[Collected data entries]
PR #1807, opened 2021-06-22
Add a shares storage provider for accessing shares in /home

aduffeck:
This PR implements a new storage provider which exposes all shares the user has access to.

When mounted to `/home/Shares` it makes the magic in the gateway code superfluous. See https://github.com/aduffeck/ocis/commits/sharestorageprovider for an example implementation of that scenario.


ishank011:
@aduffeck @butonic would it also be a good idea to move the shares directory out to its separate mount instead of restricting it inside the home directory in this PR as well? I started on that in https://github.com/cs3org/reva/pull/1584. The tests fail because in ocdav, we prepend `/home` to all incoming requests including `/Shares/...`, so such requests would need to be handled.

aduffeck:
@ishank011 that is exactly what we are currently doing in https://github.com/cs3org/reva/pull/1846 (which kinda supersedes this pr, so I will close this one now). The shares are currently mounted to [/home/Shares](https://github.com/owncloud/ocis/pull/2232/files#diff-6c18da689422bb4bf41ba8801992be636515458ad3af95905a79bc0efeb12508R38) but it could be any other path as well.

PR #1812, opened 2021-06-22
publicshare: check for more errors

labkode:
Now checks for errors when creating the hashes.

Next step will be to pass the ctx around and log when the (unlikely) hash creation fails to give a clue to the admin of the system about authentication failures when accessing a public share.


C0rby (approved):
Looks good to me. :+1:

◆ Aim of the exercise ◆
What is needed is an exact repetition of all the entries above.

◆ Written response ◆
PR #1807, opened 2021-06-22
Add a shares storage provider for accessing shares in /home

aduffeck:
This PR implements a new storage provider which exposes all shares the user has access to.

When mounted to `/home/Shares` it makes the magic in the gateway code superfluous. See https://github.com/aduffeck/ocis/commits/sharestorageprovider for an example implementation of that scenario.


ishank011:
@aduffeck @butonic would it also be a good idea to move the shares directory out to its separate mount instead of restricting it inside the home directory in this PR as well? I started on that in https://github.com/cs3org/reva/pull/1584. The tests fail because in ocdav, we prepend `/home` to all incoming requests including `/Shares/...`, so such requests would need to be handled.

aduffeck:
@ishank011 that is exactly what we are currently doing in https://github.com/cs3org/reva/pull/1846 (which kinda supersedes this pr, so I will close this one now). The shares are currently mounted to [/home/Shares](https://github.com/owncloud/ocis/pull/2232/files#diff-6c18da689422bb4bf41ba8801992be636515458ad3af95905a79bc0efeb12508R38) but it could be any other path as well.

PR #1812, opened 2021-06-22
publicshare: check for more errors

labkode:
Now checks for errors when creating the hashes.

Next step will be to pass the ctx around and log when the (unlikely) hash creation fails to give a clue to the admin of the system about authentication failures when accessing a public share.


C0rby (approved):
Looks good to me. :+1:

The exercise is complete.